RECORDS SUPPLIED: Begin

Issue #1209, opened 2015-12-25
Packages ship with ruby 1.9


lmrodriguezr:
**Disclaimer**: This is probably not a :bug:, not sure.

I need to use `Process.spawn` options in my app, which was not supported by JRuby 1.7<sup>1</sup>. This works fine with `bin/shoes` or with `require 'shoes'`, so long as I have 9K in my system. The problem comes when I try to package my app, because the jar ships with ruby 1.9.3 instead of 2.x (I believe it's jruby 1.7.23), so the `Process.spawn` options are not understood when running from the jar. Here's a tiny session:

``` bash
$> cat samples/t.rb
# Just show the ruby version
$stderr.puts RUBY_VERSION
$> # With bin/shoes it gets my system's jruby
$> bin/shoes-swt t.rb
2.2.2
$> # With a jar it runs with 1.7
$> bin/shoes-swt -p swt:jar samples/t.rb
$> java -XstartOnFirstThread -jar samples/pkg/t.jar
1.9.3
```

Is there any way to tell shoes (or furoshiki) that I want the package to ship with the jruby-jars of 9K? I saw discussions on restricting support to 9K (with 2.x) over at #1179, so I'm assuming I'm not the only one that wants to play with 9K features :)

Happy holidays `shoes-people`!

---

**<sup>1</sup>** `Process.spawn` supported options in ruby 1.9, it was just not implemented in JRuby 1.7. Some discussion on this at jruby/jruby#985.

jasonrclark:
Thanks for the report! As you mention, I think there's something weird going on between the installed version of JRuby vs what gets into the package.

jasonrclark:
Fixed by https://github.com/shoes/furoshiki/pull/21

PR #1324, opened 2016-12-11
DNM: Packaging love :heart:

jasonrclark:
This is a WIP PR to start thrashing out packaging. Fair warning, this PR is probably gonna get long and involved, so buckle your seatbelts! 🚗 💥 

First things first, I'm aiming to get packaging from `bin/shoes` to generate a run-able jar.

## furoshiki update
This relies on https://github.com/shoes/furoshiki/pull/21 to pull in newest `warbler`. This gets the generated package up onto JRuby 9.1, which I believe will address #1209.

(Side note for those following along at home, testing this packaging is a pain in the 🍑! One of the biggest causes is that warbler picks up installed gems (which makes sense). But that means if we make a change to a Shoes gem to get things working, gotta re-build and install to test it. Aw, yeah.)

## Problem with `shoes-core` extensions
Next stall that I hit was that the generated jar refused to load `shoes-core` with this error:

```
✔ ♥♥♥♥ [jruby-9.1.6.0] (master)*
~/source/shoes4:java -XstartOnFirstThread -jar samples/packaging/pkg/package_me.jar
Ignoring shoes-core-4.0.0.pre7 because its extensions are not built.  Try: gem pristine shoes-core --version 4.0.0.pre7
LoadError: no such file to load -- shoes
  require at org/jruby/RubyKernel.java:959
  require at uri:classloader:/META-INF/jruby.home/lib/ruby/stdlib/rubygems/core_ext/kernel_require.rb:55
   <main> at uri:classloader:/META-INF/init.rb:5
  require at org/jruby/RubyKernel.java:959
   (root) at uri:classloader:/META-INF/jruby.home/lib/ruby/stdlib/rubygems/core_ext/kernel_require.rb:1
   <main> at uri:classloader:/META-INF/jruby.home/lib/ruby/stdlib/rubygems/core_ext/kernel_require.rb:55
ERROR: org.jruby.embed.EvalFailedException: (LoadError) no such file to load -- shoes
```

Done a little digging but haven't gotten a good solution to this quite yet in configuring warbler. Will see if I can get a minimal test-case together and open an issue over there to see if it's something known and/or a bug.

That said, we do have a workaround in the form of 1ec80f9b9e06c6d93666d577ff7f25df3e69c637. We only have "native extensions" to do our funky shell-script installation and avoid double-loading JRuby ([sigh](https://github.com/shoes/shoes4/blob/master/shoes-core/ext/install/Rakefile#L4)). If I can't get traction on the warbler/rubygems end of this, we could instead move the executable generation over into the `shoes` metagem, which we don't even bother pulling into our packaged apps. Then `shoes-core` could be extension-free, install happily, and no one would be the wiser. It actually makes a little sense to me that `shoes` would be the home for executable shenanigans vs `shoes-core` which is intended as the squeaky clean home for our DSL.

## Packaging detection issue
So, once dropping the extension building temporarily to get things chugging along, ran into a second snag with detecting when we're in a packaged state from the SWT app code for writing out the icon image. This changed from JRuy 1.7 to 9.x. We already properly handle it the new way elsewhere, so this will update it to be happy.

## Success?
I did get a packaged jar to actually run at the end of this. Wahoo! 🎉 🌮 💃 

## Next steps
Done for tonight, but will work next on getting a minimal duplication of our pain with `warbler` + `shoes-core`. Will probably do the move of executable fun from `shoes-core` to `shoes` in parallel on speculation since it's just mechanics.

After that, may play with testing out from a full `shoes` gem installation since there seemed to be other issues at play there related to Bundler.

### DIFF
--- a/shoes-core/shoes-core.gemspec
+++ b/shoes-core/shoes-core.gemspec
@@ -18,5 +18,5 @@ Gem::Specification.new do |s|
 
   # Curious why we don't install shoes? See ext/Rakefile for the nitty-gritty.
   s.executables   = ['shoes-picker', 'shoes-stub']
-  s.extensions    = ['ext/install/Rakefile']
+  # s.extensions    = ['ext/install/Rakefile']
 end
--- a/shoes-swt/lib/shoes/swt/app.rb
+++ b/shoes-swt/lib/shoes/swt/app.rb
@@ -1,7 +1,7 @@
 class Shoes
   module Swt
     shoes_icon = ::Shoes::ICON
-    if shoes_icon.include? '.jar!'
+    if shoes_icon.include? 'uri:classloader'
       ICON = File.join(Dir.tmpdir, 'shoes-icon.png').freeze
       open ICON, 'wb' do |fw|
         open shoes_icon, 'rb' do |fr|


PragTob:
Thanks! :heart: 

FWIW I'd highly prefer it if we kept it somewhat small and amybe even merged in small incomplete fixes otherwise reviews will get really hard and hairy. I'd be inclined to try to use the mikado technique here but might be overkill of rework :)

jasonrclark:
Yeah you're probably right about smaller chunks. The hard bit is that things like the SWT fix can't be tested without the other half baked stuff. Will ponder, revise and read up on mikado!

jasonrclark:
Logged https://github.com/jruby/warbler/issues/404 with a minimal repro case https://github.com/jasonrclark/warbling-to-the-core. Will see what feedback we get there before I plow much more effort into it. Depending on the direction for that, will probably close this out and slice it up into separate smaller PRs from that point.

jasonrclark:
Ok, so have been thinking about it and I've got an approach that'll make things relatively simple to approach while we're getting the native extensions resolved.

Plan is to PR individual changes necessary to get things working (ala #1325 and #1326) and generally get those small changes to master quickly.

I can then use whatever hacked together current solution I have (like on this PR), cherry-pick/edit it into place for testing. In light of that, will close this out in favor of another PR to come eventually.

PR #1327, opened 2016-12-13
Re-raise if in SHOES_ENV test

### LINKED ISSUE #1222: Don't swallow painter exceptions while running tests
Talking about [this code here](https://github.com/shoes/shoes4/blob/e22db7b713b73136294721bbc4f8f67c026c8abe/shoes-swt/lib/shoes/swt/common/painter.rb#L24-L29)

```
     rescue => e
      # Really important to rescue here. Failures that escape this method
      # cause odd-ball hangs with no backtraces. See #559 for an example.
      #
      puts "SWALLOWED PAINT EXCEPTION ON #{@obj} - go take care of it: " + e.to_s
      puts 'Unfortunately we have to swallow it because it causes odd failures :('
```

Introducing it was fairly critical, but sadly it can (and has) masked failures when running our specs. So we shouldn't swallow it and raise instead when running the tests.

I'm thinking setting some environment variable for which it then raises (might also be nice for debugging) and then automatically setting it in `spec_helper.rb` - something like that.

Any ideas @jasonrclark ?

jasonrclark:
Fixes #1222

Rather than make a specific value for just the exception swallowing, I went with an "env" flag to say we're in testing. Might come in handy elsewhere.

What do you think? All the other ideas I had for flag names just got unwieldy.

### DIFF
--- a/.rubocop_todo.yml
+++ b/.rubocop_todo.yml
@@ -41,7 +41,7 @@ Metrics/BlockLength:
 # Offense count: 15
 # Configuration parameters: CountComments.
 Metrics/ClassLength:
-  Max: 251
+  Max: 252
 
 # Offense count: 8
 Metrics/CyclomaticComplexity:
--- a/shoes-core/lib/shoes/slot.rb
+++ b/shoes-core/lib/shoes/slot.rb
@@ -194,6 +194,8 @@ class Shoes
 
       update_current_position(current_position, element)
     rescue => e
+      raise e if ENV['SHOES_ENV'] == 'test'
+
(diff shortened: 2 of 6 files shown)


jasonrclark:
Ugh, maybe should step away from the computer for the night. There were tests that I apparently missed running which checked explicitly that we are swallowing (which is right to do given how critical it is that we suppress them). These now temporarily clear out the ENV values that we're using to re-raise so we can check the unmodified behavior.

PragTob:
looks acceptable to me - I won't merge so you can have your after sleep look at it and maybe inspiration struck! :)

jasonrclark:
No bright ideas... merging!

Issue #1319, opened 2016-12-07
NullPointerException on second call to Shoes.app in same script on OS X


jayjlawrence:
I figured the my test script ( [display_npe.rb.txt](https://github.com/shoes/shoes4/files/636810/display_npe.rb.txt) ) would be acceptable. Basically it is (minus body code):

    app1 = Shoes.app { }
    app2 = Shoes.app { }

I get an NPE ( [exception.txt](https://github.com/shoes/shoes4/files/636826/exception.txt) ) when creating the 2nd app:

`Unhandled Java exception: java.lang.NullPointerException
java.lang.NullPointerException: null
    setNeedsDisplay at org/eclipse/swt/widgets/Widget:-1
         windowProc at org/eclipse/swt/widgets/Display:-1
       objc_msgSend at org/eclipse/swt/internal/cocoa/OS:-2
    setDocumentView at org/eclipse/swt/internal/cocoa/NSScrollView:-1
          setZOrder at org/eclipse/swt/widgets/Shell:-1
       createWidget at org/eclipse/swt/widgets/Control:-1
       createWidget at org/eclipse/swt/widgets/Scrollable:-1
             <init> at org/eclipse/swt/widgets/Shell:-1
             <init> at org/eclipse/swt/widgets/Shell:-1
Unhandled Java exception: java.lang.NullPointerException
        newInstance at java/lang/reflect/Constructor.java:423
  newInstanceDirect at org/jruby/javasupport/JavaConstructor.java:294
        newInstance at org/jruby/RubyClass.java:1008
               call at org/jruby/RubyClass$INVOKER$i$newInstance.gen:-1`

I poked around in the shoes code - my hunch is that I'm irritating a SWT glitch (maybe calling it a bug is too strong). There was a somewhat similar report (only I could find) here: https://www.eclipse.org/forums/index.php/t/205090/

I did check the value of ::SWT.display that is used when creating the second app and it is returning the same object id for Java::OrgEclipseSwtWidgets::Display for both the first and second runs.

a) is this correct  usage of Shoes.app?
b) is there a way to avoid touching this issue?

Thanks!
Jay

Environment info - jruby 9.1.6.0, swt gem 4.4, java version "1.8.0_74", OS X 10.11.6

jasonrclark:
Hi @jayjlawrence! We were actually discussing this over in #1298. It seems like we're leaning toward saying that having two top-level apps like that isn't currently supported.

[...]

PR #1328, opened 2016-12-14
Warn on second Shoes.app invocation

### LINKED ISSUE #1298: Can't run a second app after main app stops
Don't know whether we want to support this or not, but if you run this code, it crashes after you close the first app:

```
Shoes.app do
  para "first"
end

Shoes.app do
  para "second"
end
```

In Shoes 3 it behaves in a further different way--it will just start each app immediately, without blocking on the first app running.

jasonrclark:
Fixes #1298 and #1319.

As discussed in those issues, we aren't really looking to support the pattern of having two top-level `Shoes.app` calls in an app. If you need a second window, you can always do that by calling `Shoes.app` within your app block.

This PR tracks when we close out, and if another attempt to start an app is made, we give a friendly error message and exit (with non-zero status code for you POSIX fans).

### DIFF
--- a/shoes-swt/lib/shoes/swt/app.rb
+++ b/shoes-swt/lib/shoes/swt/app.rb
@@ -22,6 +22,21 @@ class Shoes
       attr_reader :dsl, :real, :shell, :click_listener
 
       def initialize(dsl)
+        if self.class.main_app_closed?
+          Shoes.logger.error <<-EOS
+Sorry! You can't start another Shoes.app at after the main one has already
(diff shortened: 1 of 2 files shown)


PragTob:
Could we test this in some way? Would be good to have imo?

Otherwise, looks good!

jasonrclark:
Specs, excellent idea! 😊 

It's a pretty mock-heavy test as such things go, but it validates what we're doing here so 👌

PragTob:
:+1:

PR #1329, opened 2016-12-15
Set overall app name

### LINKED ISSUE #1259: Look more like a Mac app
Currently the menu bar shows "SWT" when we're running a Shoes app. Also Command+Tab lists it as "java", and it shows as "java" in the dock.

It'd be nice to look more like a Mac app. Wonder whether other OS's have similar less-than-native-looking behavior too.

Couple references I dug up that look pertinent:

* http://stackoverflow.com/a/6700253 (confirmed in brief test this worked if added before [this point in the SWT loading]( https://github.com/shoes/shoes4/blob/d6c56ecbd1432bce9a18c419993cdcae4405efbd/shoes-swt/lib/shoes/swt.rb#L50)) 
* http://alvinalexander.com/java/java-application-name-mac-menu-bar-menubar-class-name

jasonrclark:
Fixes #1259 (as much as we can... see notes over there for more 😭 )

This must be done prior to initializing the SWT display, so we have to set it to something generic and can't use the DSL level title.

### DIFF
--- a/.rubocop_todo.yml
+++ b/.rubocop_todo.yml
@@ -55,8 +55,12 @@ Metrics/LineLength:
 
 # Offense count: 75
 # Configuration parameters: CountComments.
+#
+# Excludes long central SWT require file since they're long and that's fine!
 Metrics/MethodLength:
   Max: 86
+  Exclude:
+    - shoes-swt/lib/shoes/swt.rb
 
 # Offense count: 2
 # Configuration parameters: CountComments.
--- a/samples/README
+++ b/samples/README
@@ -67,6 +67,7 @@ simple_slide.rb
 simple_sound.rb
 simple_stack_flow_buttons.rb
 simple_stripes.rb
+simple_system_background.rb
 simple_translate.rb
 simple_text_movement.rb
 simple_timer.rb
--- a/samples/simple_system_background.rb
+++ b/samples/simple_system_background.rb
@@ -1,0 +1,4 @@
+Shoes.app do
+  fill system_background
+  title "This should be in the default system background color for your OS", align: 'center'
+end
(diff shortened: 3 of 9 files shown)


PragTob:
> This must be done prior to initializing the SWT display, so we have to set it to something generic and can't use the DSL level title.

Do we? I mean there is the `Shoes.app title: "lalala" do` or something that we could theoretically do before ever initialized SWT or what's the problem?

RECORDS SUPPLIED: End

Copying word for word, give each line of the data above from the first one through the line containing "This relies on", and nothing else.

• [RESULT FOR THIS EXERCISE]:
Issue #1209, opened 2015-12-25
Packages ship with ruby 1.9


lmrodriguezr:
**Disclaimer**: This is probably not a :bug:, not sure.

I need to use `Process.spawn` options in my app, which was not supported by JRuby 1.7<sup>1</sup>. This works fine with `bin/shoes` or with `require 'shoes'`, so long as I have 9K in my system. The problem comes when I try to package my app, because the jar ships with ruby 1.9.3 instead of 2.x (I believe it's jruby 1.7.23), so the `Process.spawn` options are not understood when running from the jar. Here's a tiny session:

``` bash
$> cat samples/t.rb
# Just show the ruby version
$stderr.puts RUBY_VERSION
$> # With bin/shoes it gets my system's jruby
$> bin/shoes-swt t.rb
2.2.2
$> # With a jar it runs with 1.7
$> bin/shoes-swt -p swt:jar samples/t.rb
$> java -XstartOnFirstThread -jar samples/pkg/t.jar
1.9.3
```

Is there any way to tell shoes (or furoshiki) that I want the package to ship with the jruby-jars of 9K? I saw discussions on restricting support to 9K (with 2.x) over at #1179, so I'm assuming I'm not the only one that wants to play with 9K features :)

Happy holidays `shoes-people`!

---

**<sup>1</sup>** `Process.spawn` supported options in ruby 1.9, it was just not implemented in JRuby 1.7. Some discussion on this at jruby/jruby#985.

jasonrclark:
Thanks for the report! As you mention, I think there's something weird going on between the installed version of JRuby vs what gets into the package.

jasonrclark:
Fixed by https://github.com/shoes/furoshiki/pull/21

PR #1324, opened 2016-12-11
DNM: Packaging love :heart:

jasonrclark:
This is a WIP PR to start thrashing out packaging. Fair warning, this PR is probably gonna get long and involved, so buckle your seatbelts! 🚗 💥 

First things first, I'm aiming to get packaging from `bin/shoes` to generate a run-able jar.

## furoshiki update
This relies on https://github.com/shoes/furoshiki/pull/21 to pull in newest `warbler`. This gets the generated package up onto JRuby 9.1, which I believe will address #1209.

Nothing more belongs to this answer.